Daniel’s jaw twitched. However much she protested he knew it galled her that he didn’t earn more. For all the feminist folderol Iris espoused, it came down to this. He felt an urge to punch the wall. Or her.
“It’s not a matter of the money.”
She tried to take his hand, but he shook her off. “Please, Daniel,” she said. “This will be good for us.”
“Us.”
“You and me.”
He stared at her, and the thought came into his mind that perhaps his marriage had been dead for years, for decades preceding the death of their daughter, and that for all that time up to the present moment the only force sustaining it was the incredible power of Iris Copaken’s capacity for self-delusion.
“Us,” he said.
“You and me. I just think that if we had someone, a child—”

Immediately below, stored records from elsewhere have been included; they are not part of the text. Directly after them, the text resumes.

PR #25961, opened 2023-09-18
FIX Warehouse Parent error

samifilali:
# FIX
fix the problem of creating a shipment if it is parent and negative stock is authorized

### DIFF
--- a/htdocs/expedition/card.php
+++ b/htdocs/expedition/card.php
@@ -1247,7 +1247,7 @@ if ($action == 'create') {
 					}
 
 					$warehouseObject = null;
-					if (count($warehousePicking) == 1 || $conf->global->STOCK_ALLOW_NEGATIVE_TRANSFER || !($line->fk_product > 0) || !isModEnabled('stock')) {     // If warehouse was already selected or if product is not a predefined, we go into this part with no multiwarehouse selection
+					if (count($warehousePicking) == 1 || !empty($conf->global->STOCK_ALLOW_NEGATIVE_TRANSFER) || !($line->fk_product > 0) || !isModEnabled('stock')) {     // If warehouse was already selected or if product is not a predefined, we go into this part with no multiwarehouse selection
 						print '<!-- Case warehouse already known or product not a predefined product -->';
 						//ship from preselected location
 						$stock = + (isset($product->stock_warehouse[$warehouse_id]->real) ? $product->stock_warehouse[$warehouse_id]->real : 0); // Convert to number
--- a/htdocs/expedition/card.php
+++ b/htdocs/expedition/card.php
@@ -1247,7 +1247,7 @@ if ($action == 'create') {
 					}
 
 					$warehouseObject = null;
-					if (count($warehousePicking) == 1 || !($line->fk_product > 0) || !isModEnabled('stock')) {     // If warehouse was already selected or if product is not a predefined, we go into this part with no multiwarehouse selection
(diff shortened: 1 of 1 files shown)


eldy:
I don't understand the fix. 
The test is to know if a warehouse was already known or not. It should have no relation with the option to allow negative or not.
Can you describe the situation you face and how to reproduce the bug ?

samifilali:
When I attempt to ship, even though negative stock is allowed, if my selected warehouse is a parent warehouse, I cannot ship the out-of-stock items with it.

eldy:
> When I attempt to ship, even though negative stock is allowed, if my selected warehouse is a parent warehouse, I cannot ship the out-of-stock items with it.

Can you provide a screenshot with data (and full screen) ?

samifilali:
image

eldy:
> image

On previous step, you probably select the warehouse "Rack A" ? If yes, it mean you force the warehouse you want to use for stock movement so only stock into Rack A is allowed to fill shipment creation. Can you try without setting warehouse at previous step ?

samifilali:
The problem is precisely there. Indeed, I should be able to carry out stock movements by selecting a child warehouse if negative stock is authorized

eldy:
> The problem is precisely there. Indeed, I should be able to carry out stock movements by selecting a child warehouse if negative stock is authorized

You should be able if you are in the mode all warehouse can be used.
If you force a warehouse W, you can only pick in warehouse W, not into a child nor a parent of W.

samifilali:
yes, but if I select a warehouse W and my product A has no stock in this warehouse, I must be able to ship it anyway (if I authorise negative stock).

eldy:
> yes, but if I select a warehouse W and my product A has no stock in this warehouse, I must be able to ship it anyway (if I authorise negative stock). 
> 

It depends.
If you select the warehouse at the first step, it means "i want to ship only what isbinside this warehouse" so if there is not stock in it, you should not be able to ship it at all.
But if you do not force the warehouse when building the shipment from the order,  you should be able to ship it.

atm-thibaultf:
> It depends.
If you select the warehouse at the first step, it means "i want to ship only what isbinside this warehouse" so if there is not stock in it, you should not be able to ship it at all. 
But if you do not force the warehouse when building the shipment from the order, you should be able to ship it.

If I authorize stock to be negative, I should be able to ship from any warehouse no matter if I select one warehouse from the order or not.

Anyway, in fact, the only case when it works correctly is the case you talk about saying it shouldn't work (when I select a warehouse from the order). We have 3 cases explained below (assuming that I have allowed the negative stock and I don't have any stock in warehouses for my product) :

1. I select a warehouse **with no child warehouse** (it's important) from the order, I can ship my product from it : **=> Ok, it works correctly**
image

2. I select a warehouse **with child warehouse** from the order, I can't ship my product from it : **=> Not OK, I should be able to ship it like below**
image

3. I don't select any warehouse from the order, I can't ship my product : **=> Not OK, I should be able to ship it like below and like you said it**
image

samifilali:
@eldy ?

eldy:
@samifilali  I still not see what is the trouble.

Case A
If you select a warehouse at first step to say "I want to ship only products that are inside this warehouse", then you are not able to select a product that is not in warehouse. It does not depends on stock qty.

Case B
If you want to be able to ship from any warehouse, do not select a warehouse at first step. And then on next page you should be able to select any product (and if option "disallow negative stock is on", only products with enough in stock)

eldy:
Behaviour seems the one expected. Also a lot of change were done in this process since v17 so i think this PR may be deprecated, so i close it (i can't reproduce trouble on v22).

PR #25962, opened 2023-09-18
Fix #25860 not allow encrypt data if key and instance_unique_id are empty

### LINKED ISSUE #25860: Can't decrypt encrypted data if instance_unique_id is not defined
### Bug

[dolEncrypt](https://github.com/Dolibarr/dolibarr/blob/9c903ecf56d3650bcacce4b47eb0e4e26f8f3a1b/htdocs/core/lib/security.lib.php#L122C10-L122C20) function allows to encrypt data even if instance_unique_id is not defined.

But [dolDecrypt](https://github.com/Dolibarr/dolibarr/blob/9c903ecf56d3650bcacce4b47eb0e4e26f8f3a1b/htdocs/core/lib/security.lib.php#L177) function fails if it is empty.

https://github.com/Dolibarr/dolibarr/blob/9c903ecf56d3650bcacce4b47eb0e4e26f8f3a1b/htdocs/core/lib/security.lib.php#L193C4-L195

I'm not sure what is the best solution: allow to decrypt data even or not allow to encrypt data if instance_unique_id is empty.

### Environment Version

18

### Environment OS

_No response_

### Environment Web server

_No response_

### Environment PHP

_No response_

### Environment Database

_No response_

### Environment URL(s)

_No response_

_No response_

_No response_

### Attached files

_No response_

tuxgasy:
# Fix #25860
Not allow encrypt data if key and instance_unique_id are empty (as decrypt function) to avoid losing data into database configuration llx_const.

The config **instance_unique_id** is added automatically only for new installation since Dolibarr 10. Some users may not added it after an upgrade.

### DIFF
--- a/htdocs/core/lib/security.lib.php
+++ b/htdocs/core/lib/security.lib.php
@@ -144,6 +144,10 @@ function dolEncrypt($chain, $key = '', $ciphering = 'AES-256-CTR', $forceseed = 
 	$newchain = $chain;
 
 	if (function_exists('openssl_encrypt') && empty($dolibarr_disable_dolcrypt_for_debug)) {
+                if (empty($key)) {
+                        return 'Error dolEncrypt encrypt key is empty';
+                }
+
 		$ivlen = 16;
 		if (function_exists('openssl_cipher_iv_length')) {
 			$ivlen = openssl_cipher_iv_length($ciphering);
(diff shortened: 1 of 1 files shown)


htdocs/core/lib/security.lib.php
```diff
@@ -144,6 +144,10 @@ function dolEncrypt($chain, $key = '', $ciphering = 'AES-256-CTR', $forceseed =
 	$newchain = $chain;
 
 	if (function_exists('openssl_encrypt') && empty($dolibarr_disable_dolcrypt_for_debug)) {
+                if (empty($key)) {
+                        return 'Error dolEncrypt encrypt key is empty';
```
eldy, line 148: Instead of return an error string, i would make
return $chain;
So encryption is disabled with nobrisknto corrupt data with an error string when we save the result in database.

PR #25965, opened 2023-09-19
FIX group by in count elements on invoice list

lvessiller-opendsi:
FIX group by in count elements on invoice list

When you have a sub-request with a "GROUP BY", the SQL request used to count elements remove all "GROUP BY".
So the sub-request is wrong (GROUP BY is missing) and the count request is also wrong.

**Example of subrequest from "printFieldListFrom" hook :**
LEFT JOIN (
	SELECT ee.fk_target as id_invoice, GROUP_CONCAT(DISTINCT link_src.rowid SEPARATOR ',') as link_propal
	FROM llx_element_element as ee 
	LEFT JOIN llx_propal as link_src ON link_src.rowid = ee.fk_source AND ee.sourcetype='propal'
	WHERE ee.targettype = 'facture'
	GROUP BY ee.fk_target
) as link_fac ON link_fac.id_invoice = f.rowid

**Module builder**
And fix on object list of module builder

### DIFF
--- a/htdocs/compta/facture/list.php
+++ b/htdocs/compta/facture/list.php
@@ -942,7 +942,6 @@ $nbtotalofrecords = '';
 if (!getDolGlobalInt('MAIN_DISABLE_FULL_SCANLIST')) {
 	/* The fast and low memory method to get and count full list converts the sql into a sql count */
 	$sqlforcount = preg_replace('/^'.preg_quote($sqlfields, '/').'/', 'SELECT COUNT(*) as nbtotalofrecords', $sql);
-	$sqlforcount = preg_replace('/GROUP BY .*$/', '', $sqlforcount);
 	$resql = $db->query($sqlforcount);
 	if ($resql) {
 		$objforcount = $db->fetch_object($resql);
--- a/htdocs/modulebuilder/template/myobject_list.php
+++ b/htdocs/modulebuilder/template/myobject_list.php
@@ -379,7 +379,6 @@ $nbtotalofrecords = '';
 if (!getDolGlobalInt('MAIN_DISABLE_FULL_SCANLIST')) {
 	/* The fast and low memory method to get and count full list converts the sql into a sql count */
 	$sqlforcount = preg_replace('/^'.preg_quote($sqlfields, '/').'/', 'SELECT COUNT(*) as nbtotalofrecords', $sql);
-	$sqlforcount = preg_replace('/GROUP BY .*$/', '', $sqlforcount);
 	$resql = $db->query($sqlforcount);
 	if ($resql) {
 		$objforcount = $db->fetch_object($resql);


eldy:
The pb looks more inside whatvyou do in your external moduel.
Here you add a left join on a subrequest.
And this subrequest is a full database scan on 2 tables with join with no restriction from parent request. Using a subrequest with an aggregate like group_contat inside a left join is clearly a bad practice.
Here due to the fact that your subrequest is a full database scan, it looks better to get the information you get by doing the subrequest inside the php loop than inside the main sql.
Removing the "group by" to make the count may generate errors for a lot of case. And the use case you present to justify the removal is clearly a use case that must not be implemented this way (it will hang on large database and looks not compatible with other database). Converting lines into column is a often a practice that generate troubles. Can you describe what you want to do (business need) so i can suggest a better alternative.

lvessiller-opendsi:
@eldy 
I understand your point of view but even if we don't scan all table with a WHERE condition, we can't use a sub-request with a "GROUP BY". And to remove all "group by" is not used in this list because there is no GROUP BY in SQL request and you have not hook to add it.

**The business need :** 
- the need is to have a new column in the invoice list with all proposals linked  (as source or target)

eldy:
> @eldy 
> I understand your point of view but even if we don't scan all table with a WHERE condition, we can't use a sub-request with a "GROUP BY". And to remove all "group by" is not used in this list because there is no GROUP BY in SQL request and you have not hook to add it.


Yes we can't, but we should never have to do this.
Because if we include a subrequest with a group by into a list of fields of a select, it means we are doing something that can be done more easily and with better performance by doing a php fetch by using hooks during the generation of the list.

> **The business need :** 
> - the need is to have a new column in the invoice list with all proposals linked  (as source or target)

So why don't you use hook printFieldListXxxx that are designed for that ? Inside this hook, you make the fetch to get the list and you output the content of this column.

lvessiller-opendsi:
@eldy 

> So why don't you use hook printFieldListXxxx that are designed for that ? Inside this hook, you make the fetch to get the list and you output the content of this column.

Yes you can, but if you want to filter on a proposal reference linked to the invoice of this list, How can I do this ?

eldy:
For filter purpose, we now must avoid to add join just to get data to use in the filter. 
Instead the recommended method that will be compliant with the future advanced search tool is
"1 search criteria" = "1 instruction added into the where and only to the where".
So for you need of filtering, it should be an addition into the WHERE using the printFieldListWhere()

For example, your hook should return a string like this :
"AND EXISTS (select rowid from llx_element_element as ee, llx_propal as p WHERE ee.targettype = 'facture' AND ee.fk_target = f.rowid AND ee.sourcetype='propal' AND ee.fk_source = p.rowid AND p....condition on the propal you search)"

I did not tested this example, I wrote it on the fly, this is to show you the idea... This is easier to understand, compliant with advanced filter that will use multicriteria with OR and AND combinaisons, and is compatible with postgres (GROUP_CONCAT seems not standard SQL) and should have a better execution plan (better performances if we have the good indexes)

lvessiller-opendsi:
Thanks a lot for your answer. 
It's a good way to do.
I didn't think to do like this.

With a sudden jerk, Daniel picked up the chair he was holding on to a few inches off the ground and then slammed it down. The legs shivered and there was an ominous crack of wood.
“I want you to listen to me, Iris,” he said, with a softness, a control, that struck him as remarkable under the circumstances. “I want you to shut up, and listen, and maybe, just this one fucking time, allow for the possibility that I may be
right
about something.”
Iris’s mouth dropped open, and she gazed at him, dumbfounded. Daniel continued, “I’m sick of this complicated psychodrama you’re playing out with Samantha. You can’t possibly believe that insinuating yourself into that kid’s life is ever,
ever
, going to replace what you and I lost. You’re too smart for that, for one thing. And for another thing—you and I have lost a lot more than our daughter, Iris. And maybe you want to keep kidding yourself about that. But I don’t.”
Iris’s chin was trembling; Daniel was glad to see that he had cracked the carapace of her superiority, her smugness, her certainty that she knew what was best for everyone.
“I’m not insinuating myself into her life,” she finally managed to say.
“Samantha already has a mother.”
“I know that, Daniel. Thanks for the insight. And, hey, as long as we’re going to stand around diagnosing each other? I have a couple of theories about why a fifty-five-year-old man suddenly decides the thing he wants most in the world is to get beaten to a bloody pulp in the boxing ring.”
Daniel froze, his dark eyebrows knit above his nose, his lips clamped into a thin line. His face slowly drained of color, his angry flush receding first from his brow, then his cheeks, and then inching down his neck.
Iris said, “Look, Daniel. I’m not stupid. I know that I’m not being entirely altruistic. I know that I need Samantha as much as she needs me. Having her live with us will be good; I know it will. You have to trust me. I know this is the right thing to do.”
Daniel’s face was now pale, cold, calm. His brow smoothed. His white-knuckled grip on the chair back loosened. Finally, he returned her look blankly, devoid of emotion. Then he said, “You know what? That’s fine. Do what you want.”
In two steps he crossed the room. He scooped up his gym bag and grabbed his keys. Forty-five minutes later he was in the Maine Event, pummeling the heavy bag so hard that beneath the thick padding of his gloves his fists ached.
The Riverview Psychiatric Center was a brand-new facility, opened just this month on the grounds of the forbidding Gothic pile that had been officially called the Augusta Mental Health Institute but was known to most by its original, grimmer name, the Maine Insane Hospital. Unlike its predecessor, Riverview had no iron-spiked gates or high granite walls. It looked more like the headquarters of a software company than a mental hospital, like a failed office park turned over to the purview of lunatics. A row of spindly trees shivered along the broad cement path between the parking lot and the front door.
The common room of the unit in which Samantha’s mother lived was more pleasant than Iris had expected it would be, perhaps because the furniture was brand-new, the walls freshly painted, the carpeting unmarked.